-------- RECORD EXTRACTS

Issue #149, opened 2022-08-23
[BUG]Fails to run on Windows


nicost:
**Summary and expected behavior**

Follows installation instructions to the letter on Windows 10:  Installed Anaconda, 
```
conda create -n recOrder python
conda activate recOrder
pip install "napari[all]"
conda create -n recOrder python
conda activate recOrder
git clone https://github.com/mehta-lab/recOrder.git
cd recOrder
pip install -e ".[dev]"
```
Running napari and selecting the recOrder plugin results in:

`RuntimeError: Failed to import command at 'recOrder.plugin.widget.napari_plugin_entry_point:MainWidget': No module named 'importlib_metadata'`

**Code for reproduction (using python script or command line interface)**
```
See above
```

**Screenshots or steps for reproduction (using napari GUI)**

**Expected behavior**
I would hope that the plugin would start without an error

**Environment:**

Operating system: Windows 10 Pro
Python version: 3.10.4
Python environment (command line, IDE, Jupyter notebook, etc):
MicroManager/pycromanager version:

talonchandler:
Hi Nico! Thanks for reporting. 

I just reproduced the error and the problem is a difference between `importlib_metadata` and `importlib.metadata` (the first is an external package and the second's a builtin) that slipped by us. I'll open a PR right now.  

If you're okay with using our latest release, you can install with:
```
conda deactivate
conda env remove -n recOrder
conda create -n recOrder python
conda activate recOrder
pip install "napari[all]"
pip install recOrder-napari 
napari -w recOrder-napari
```
which I just tested on my Windows 10 machine. 

Let me know how it goes...thanks for your patience.

PR #150, opened 2022-08-23
Require importlib-metadata

talonchandler:
#149 was introduced by #127, and this fixes the issue. 

This error snuck by my review because I assumed `importlib_metadata` was a builtin. My bad. I'm surprised this snuck by our tests...I will look closer tomorrow morning and update the tests to catch. 

I tested a successful install by hand. Ready to merge from my perspective.


talonchandler:
I've added a simple smoke test to prevent this from happening again. Tests failed on the branch from `main` and now pass after merging into this branch. 

Ready for review + merge.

----------------

__WHAT IS REQUIRED__
Repeat each of the entries exactly.

__WRITTEN REPLY__
Issue #149, opened 2022-08-23
[BUG]Fails to run on Windows


nicost:
**Summary and expected behavior**

Follows installation instructions to the letter on Windows 10:  Installed Anaconda, 
```
conda create -n recOrder python
conda activate recOrder
pip install "napari[all]"
conda create -n recOrder python
conda activate recOrder
git clone https://github.com/mehta-lab/recOrder.git
cd recOrder
pip install -e ".[dev]"
```
Running napari and selecting the recOrder plugin results in:

`RuntimeError: Failed to import command at 'recOrder.plugin.widget.napari_plugin_entry_point:MainWidget': No module named 'importlib_metadata'`

**Code for reproduction (using python script or command line interface)**
```
See above
```

**Screenshots or steps for reproduction (using napari GUI)**

**Expected behavior**
I would hope that the plugin would start without an error

**Environment:**

Operating system: Windows 10 Pro
Python version: 3.10.4
Python environment (command line, IDE, Jupyter notebook, etc):
MicroManager/pycromanager version:

talonchandler:
Hi Nico! Thanks for reporting. 

I just reproduced the error and the problem is a difference between `importlib_metadata` and `importlib.metadata` (the first is an external package and the second's a builtin) that slipped by us. I'll open a PR right now.  

If you're okay with using our latest release, you can install with:
```
conda deactivate
conda env remove -n recOrder
conda create -n recOrder python
conda activate recOrder
pip install "napari[all]"
pip install recOrder-napari 
napari -w recOrder-napari
```
which I just tested on my Windows 10 machine. 

Let me know how it goes...thanks for your patience.

PR #150, opened 2022-08-23
Require importlib-metadata

talonchandler:
#149 was introduced by #127, and this fixes the issue. 

This error snuck by my review because I assumed `importlib_metadata` was a builtin. My bad. I'm surprised this snuck by our tests...I will look closer tomorrow morning and update the tests to catch. 

I tested a successful install by hand. Ready to merge from my perspective.


talonchandler:
I've added a simple smoke test to prevent this from happening again. Tests failed on the branch from `main` and now pass after merging into this branch. 

Ready for review + merge.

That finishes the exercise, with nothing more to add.